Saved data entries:
--------------------------------

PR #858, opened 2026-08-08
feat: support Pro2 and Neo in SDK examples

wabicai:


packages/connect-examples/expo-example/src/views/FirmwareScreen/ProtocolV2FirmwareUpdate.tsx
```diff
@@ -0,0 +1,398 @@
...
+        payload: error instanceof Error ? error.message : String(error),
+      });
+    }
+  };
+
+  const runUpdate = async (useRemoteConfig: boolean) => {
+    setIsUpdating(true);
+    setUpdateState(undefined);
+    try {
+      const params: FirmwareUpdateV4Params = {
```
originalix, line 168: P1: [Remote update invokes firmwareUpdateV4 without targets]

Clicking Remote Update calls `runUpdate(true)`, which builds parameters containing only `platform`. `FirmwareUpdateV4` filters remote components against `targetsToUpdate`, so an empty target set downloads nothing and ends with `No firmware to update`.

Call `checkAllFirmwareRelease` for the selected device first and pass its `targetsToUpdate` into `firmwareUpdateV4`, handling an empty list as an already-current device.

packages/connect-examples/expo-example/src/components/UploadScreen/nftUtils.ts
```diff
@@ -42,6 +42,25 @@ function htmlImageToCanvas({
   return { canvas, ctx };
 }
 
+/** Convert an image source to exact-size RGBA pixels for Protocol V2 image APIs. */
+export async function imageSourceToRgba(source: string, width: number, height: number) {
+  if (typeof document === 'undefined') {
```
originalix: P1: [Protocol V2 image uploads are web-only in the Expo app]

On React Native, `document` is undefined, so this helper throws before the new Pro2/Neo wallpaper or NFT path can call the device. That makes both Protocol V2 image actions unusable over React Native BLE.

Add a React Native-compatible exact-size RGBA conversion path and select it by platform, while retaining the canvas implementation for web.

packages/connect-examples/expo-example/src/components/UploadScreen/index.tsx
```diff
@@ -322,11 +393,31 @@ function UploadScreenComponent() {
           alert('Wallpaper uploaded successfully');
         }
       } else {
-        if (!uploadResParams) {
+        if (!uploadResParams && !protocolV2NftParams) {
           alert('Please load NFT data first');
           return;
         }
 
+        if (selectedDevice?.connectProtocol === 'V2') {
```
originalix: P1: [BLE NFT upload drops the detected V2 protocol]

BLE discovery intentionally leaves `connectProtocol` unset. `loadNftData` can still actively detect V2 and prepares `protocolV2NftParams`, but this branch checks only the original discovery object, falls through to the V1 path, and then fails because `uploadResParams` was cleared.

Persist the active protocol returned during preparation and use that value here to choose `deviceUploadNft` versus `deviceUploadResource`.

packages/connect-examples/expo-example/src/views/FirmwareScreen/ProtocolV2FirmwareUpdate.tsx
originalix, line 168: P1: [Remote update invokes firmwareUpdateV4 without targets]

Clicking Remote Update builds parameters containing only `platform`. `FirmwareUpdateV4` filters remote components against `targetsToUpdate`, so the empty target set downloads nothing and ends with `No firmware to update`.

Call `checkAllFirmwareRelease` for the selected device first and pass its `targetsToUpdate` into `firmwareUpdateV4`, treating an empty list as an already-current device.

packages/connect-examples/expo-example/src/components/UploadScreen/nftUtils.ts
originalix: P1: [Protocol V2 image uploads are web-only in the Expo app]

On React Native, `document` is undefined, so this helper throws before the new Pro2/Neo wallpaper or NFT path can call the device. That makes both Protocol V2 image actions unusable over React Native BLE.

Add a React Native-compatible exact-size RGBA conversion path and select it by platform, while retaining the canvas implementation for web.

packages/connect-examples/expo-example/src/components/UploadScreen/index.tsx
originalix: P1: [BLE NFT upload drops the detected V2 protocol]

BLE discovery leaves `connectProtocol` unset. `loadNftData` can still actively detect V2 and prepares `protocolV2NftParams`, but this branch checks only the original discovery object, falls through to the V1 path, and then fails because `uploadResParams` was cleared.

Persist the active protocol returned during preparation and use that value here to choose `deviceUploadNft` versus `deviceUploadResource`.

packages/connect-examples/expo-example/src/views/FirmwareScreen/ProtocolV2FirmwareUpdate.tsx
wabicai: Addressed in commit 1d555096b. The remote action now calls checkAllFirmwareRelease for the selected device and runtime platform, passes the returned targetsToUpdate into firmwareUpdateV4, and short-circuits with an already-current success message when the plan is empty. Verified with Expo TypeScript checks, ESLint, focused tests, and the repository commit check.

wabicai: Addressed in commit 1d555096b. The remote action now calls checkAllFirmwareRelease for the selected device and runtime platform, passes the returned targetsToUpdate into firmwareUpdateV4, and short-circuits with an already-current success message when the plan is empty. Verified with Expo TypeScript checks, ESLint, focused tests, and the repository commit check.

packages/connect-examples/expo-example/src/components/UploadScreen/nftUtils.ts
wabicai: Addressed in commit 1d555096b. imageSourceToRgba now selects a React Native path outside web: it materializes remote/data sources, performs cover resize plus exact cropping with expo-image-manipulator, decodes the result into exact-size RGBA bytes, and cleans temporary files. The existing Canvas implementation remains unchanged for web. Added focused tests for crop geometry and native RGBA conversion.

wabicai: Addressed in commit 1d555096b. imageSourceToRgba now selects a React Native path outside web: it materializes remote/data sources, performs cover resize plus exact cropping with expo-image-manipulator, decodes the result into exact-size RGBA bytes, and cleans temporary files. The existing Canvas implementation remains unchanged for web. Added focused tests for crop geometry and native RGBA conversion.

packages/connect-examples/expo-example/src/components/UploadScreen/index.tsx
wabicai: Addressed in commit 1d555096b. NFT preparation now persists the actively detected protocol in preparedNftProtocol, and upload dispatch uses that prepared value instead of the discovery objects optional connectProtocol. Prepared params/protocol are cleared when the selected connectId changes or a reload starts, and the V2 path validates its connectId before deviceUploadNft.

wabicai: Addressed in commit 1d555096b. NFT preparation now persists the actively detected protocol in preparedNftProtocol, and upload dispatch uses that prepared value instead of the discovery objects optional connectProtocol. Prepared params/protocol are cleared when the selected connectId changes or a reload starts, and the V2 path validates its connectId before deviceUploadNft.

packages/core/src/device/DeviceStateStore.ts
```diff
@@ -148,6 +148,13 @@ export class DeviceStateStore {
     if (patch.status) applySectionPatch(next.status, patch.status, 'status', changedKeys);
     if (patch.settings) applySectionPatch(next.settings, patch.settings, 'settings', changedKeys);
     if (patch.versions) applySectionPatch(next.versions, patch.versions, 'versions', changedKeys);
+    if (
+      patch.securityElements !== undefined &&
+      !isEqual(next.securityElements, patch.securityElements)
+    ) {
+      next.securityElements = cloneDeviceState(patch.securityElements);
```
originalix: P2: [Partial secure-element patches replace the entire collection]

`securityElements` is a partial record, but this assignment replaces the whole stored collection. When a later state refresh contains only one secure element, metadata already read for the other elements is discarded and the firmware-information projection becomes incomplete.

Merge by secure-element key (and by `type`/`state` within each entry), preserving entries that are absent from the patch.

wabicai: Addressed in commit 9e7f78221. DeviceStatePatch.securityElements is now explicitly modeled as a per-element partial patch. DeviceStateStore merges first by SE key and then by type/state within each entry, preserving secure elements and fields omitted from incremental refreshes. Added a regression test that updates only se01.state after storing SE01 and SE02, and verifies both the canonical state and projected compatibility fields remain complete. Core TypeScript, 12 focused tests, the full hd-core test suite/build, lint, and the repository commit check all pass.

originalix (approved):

--------------------------------

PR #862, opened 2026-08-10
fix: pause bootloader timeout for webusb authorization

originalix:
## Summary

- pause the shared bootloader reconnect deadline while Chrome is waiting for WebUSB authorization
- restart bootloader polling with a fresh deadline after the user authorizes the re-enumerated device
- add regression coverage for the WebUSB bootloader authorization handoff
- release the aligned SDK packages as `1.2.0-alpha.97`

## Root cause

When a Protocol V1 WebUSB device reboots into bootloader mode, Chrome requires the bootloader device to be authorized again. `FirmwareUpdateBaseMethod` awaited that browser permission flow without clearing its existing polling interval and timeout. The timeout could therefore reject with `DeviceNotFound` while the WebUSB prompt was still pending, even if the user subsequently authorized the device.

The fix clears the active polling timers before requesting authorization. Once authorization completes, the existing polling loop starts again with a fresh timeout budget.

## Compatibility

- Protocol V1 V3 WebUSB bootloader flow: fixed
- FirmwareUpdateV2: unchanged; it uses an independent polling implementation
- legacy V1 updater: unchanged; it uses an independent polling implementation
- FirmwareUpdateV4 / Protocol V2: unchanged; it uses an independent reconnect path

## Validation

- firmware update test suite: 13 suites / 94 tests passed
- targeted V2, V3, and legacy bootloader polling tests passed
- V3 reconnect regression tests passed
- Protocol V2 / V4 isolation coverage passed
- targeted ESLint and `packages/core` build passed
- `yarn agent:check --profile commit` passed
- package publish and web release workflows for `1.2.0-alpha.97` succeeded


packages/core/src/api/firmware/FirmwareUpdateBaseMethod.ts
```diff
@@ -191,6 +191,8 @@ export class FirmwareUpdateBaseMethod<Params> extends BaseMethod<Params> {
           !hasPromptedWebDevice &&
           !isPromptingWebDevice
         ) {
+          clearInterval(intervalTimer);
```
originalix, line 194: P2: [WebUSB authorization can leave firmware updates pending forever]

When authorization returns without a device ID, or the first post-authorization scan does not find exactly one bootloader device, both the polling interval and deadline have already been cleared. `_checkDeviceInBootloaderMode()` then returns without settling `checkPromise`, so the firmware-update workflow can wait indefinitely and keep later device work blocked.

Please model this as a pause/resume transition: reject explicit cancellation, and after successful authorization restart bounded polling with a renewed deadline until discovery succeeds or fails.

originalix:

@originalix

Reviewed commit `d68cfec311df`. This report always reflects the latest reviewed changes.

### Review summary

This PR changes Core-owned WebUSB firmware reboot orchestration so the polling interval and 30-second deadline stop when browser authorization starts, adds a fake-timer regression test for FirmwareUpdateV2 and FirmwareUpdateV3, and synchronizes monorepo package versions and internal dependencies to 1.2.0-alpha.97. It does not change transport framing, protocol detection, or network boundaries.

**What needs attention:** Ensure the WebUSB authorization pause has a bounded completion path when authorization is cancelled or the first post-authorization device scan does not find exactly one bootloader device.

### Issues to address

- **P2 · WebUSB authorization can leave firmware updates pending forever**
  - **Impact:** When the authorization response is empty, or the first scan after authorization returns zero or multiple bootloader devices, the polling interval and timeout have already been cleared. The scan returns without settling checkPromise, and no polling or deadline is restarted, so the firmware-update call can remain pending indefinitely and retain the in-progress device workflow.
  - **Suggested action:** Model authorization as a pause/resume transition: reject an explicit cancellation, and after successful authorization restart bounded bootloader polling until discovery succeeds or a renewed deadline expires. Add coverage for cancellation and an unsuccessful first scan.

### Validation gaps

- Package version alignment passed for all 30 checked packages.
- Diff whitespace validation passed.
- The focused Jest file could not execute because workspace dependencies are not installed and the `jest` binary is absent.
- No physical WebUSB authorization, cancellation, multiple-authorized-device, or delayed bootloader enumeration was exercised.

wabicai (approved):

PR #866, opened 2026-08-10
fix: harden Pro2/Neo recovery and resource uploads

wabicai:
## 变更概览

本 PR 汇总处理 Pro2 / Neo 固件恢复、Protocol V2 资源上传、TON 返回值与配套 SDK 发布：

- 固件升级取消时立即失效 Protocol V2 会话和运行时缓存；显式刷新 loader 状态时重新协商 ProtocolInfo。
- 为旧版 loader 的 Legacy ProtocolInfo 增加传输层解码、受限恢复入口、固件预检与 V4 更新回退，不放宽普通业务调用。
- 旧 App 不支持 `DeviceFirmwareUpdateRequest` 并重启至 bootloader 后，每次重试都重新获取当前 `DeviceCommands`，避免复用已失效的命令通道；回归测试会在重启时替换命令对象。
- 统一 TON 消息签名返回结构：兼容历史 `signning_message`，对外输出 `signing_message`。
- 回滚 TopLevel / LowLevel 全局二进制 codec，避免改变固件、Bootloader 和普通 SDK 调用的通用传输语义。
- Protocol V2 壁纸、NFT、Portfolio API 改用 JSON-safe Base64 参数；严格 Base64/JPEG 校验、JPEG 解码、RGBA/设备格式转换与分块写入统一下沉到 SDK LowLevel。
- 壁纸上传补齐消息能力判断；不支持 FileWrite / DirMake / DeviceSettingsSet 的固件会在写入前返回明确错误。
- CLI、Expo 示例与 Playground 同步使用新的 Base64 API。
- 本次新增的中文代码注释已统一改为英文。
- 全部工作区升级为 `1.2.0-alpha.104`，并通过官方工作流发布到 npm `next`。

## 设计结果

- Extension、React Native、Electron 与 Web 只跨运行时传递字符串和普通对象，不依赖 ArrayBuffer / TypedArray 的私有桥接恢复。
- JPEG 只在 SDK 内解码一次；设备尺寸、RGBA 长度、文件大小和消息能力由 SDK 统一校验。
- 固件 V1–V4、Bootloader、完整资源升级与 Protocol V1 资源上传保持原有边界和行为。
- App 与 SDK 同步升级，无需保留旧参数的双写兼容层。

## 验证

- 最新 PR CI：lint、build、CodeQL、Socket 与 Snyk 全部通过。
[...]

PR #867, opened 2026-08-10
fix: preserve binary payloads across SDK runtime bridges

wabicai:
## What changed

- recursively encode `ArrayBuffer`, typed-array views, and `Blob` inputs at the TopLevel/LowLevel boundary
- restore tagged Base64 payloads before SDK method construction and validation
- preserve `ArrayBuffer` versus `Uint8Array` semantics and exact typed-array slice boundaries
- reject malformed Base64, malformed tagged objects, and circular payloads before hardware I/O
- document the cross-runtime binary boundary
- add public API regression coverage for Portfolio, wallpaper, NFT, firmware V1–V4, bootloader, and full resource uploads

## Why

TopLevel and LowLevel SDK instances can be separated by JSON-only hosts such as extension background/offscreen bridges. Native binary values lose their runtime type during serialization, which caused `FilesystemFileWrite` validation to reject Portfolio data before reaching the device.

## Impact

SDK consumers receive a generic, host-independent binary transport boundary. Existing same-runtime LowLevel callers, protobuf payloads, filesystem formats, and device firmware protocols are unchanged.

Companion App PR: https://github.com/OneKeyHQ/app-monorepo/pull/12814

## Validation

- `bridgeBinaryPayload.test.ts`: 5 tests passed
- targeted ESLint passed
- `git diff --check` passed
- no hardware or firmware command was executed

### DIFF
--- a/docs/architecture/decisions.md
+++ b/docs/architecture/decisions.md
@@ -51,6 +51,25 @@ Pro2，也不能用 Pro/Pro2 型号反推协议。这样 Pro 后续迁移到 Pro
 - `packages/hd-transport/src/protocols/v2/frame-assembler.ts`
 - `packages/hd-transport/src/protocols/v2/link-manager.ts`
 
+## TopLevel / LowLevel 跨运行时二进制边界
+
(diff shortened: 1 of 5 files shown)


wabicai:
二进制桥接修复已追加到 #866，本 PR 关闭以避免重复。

--------------------------------

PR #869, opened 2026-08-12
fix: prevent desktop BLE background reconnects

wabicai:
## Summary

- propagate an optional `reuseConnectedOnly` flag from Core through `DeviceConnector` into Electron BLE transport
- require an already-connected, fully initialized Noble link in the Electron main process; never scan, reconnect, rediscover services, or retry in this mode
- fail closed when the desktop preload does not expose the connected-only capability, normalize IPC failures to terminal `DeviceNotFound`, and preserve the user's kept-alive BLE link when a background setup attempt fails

--------------------------------

● Exercise objective
If a line of the entries holds the word "Chrome", copy it out.

● Output
- pause the shared bootloader reconnect deadline while Chrome is waiting for WebUSB authorization
When a Protocol V1 WebUSB device reboots into bootloader mode, Chrome requires the bootloader device to be authorized again. `FirmwareUpdateBaseMethod` awaited that browser permission flow without clearing its existing polling interval and timeout. The timeout could therefore reject with `DeviceNotFound` while the WebUSB prompt was still pending, even if the user subsequently authorized the device.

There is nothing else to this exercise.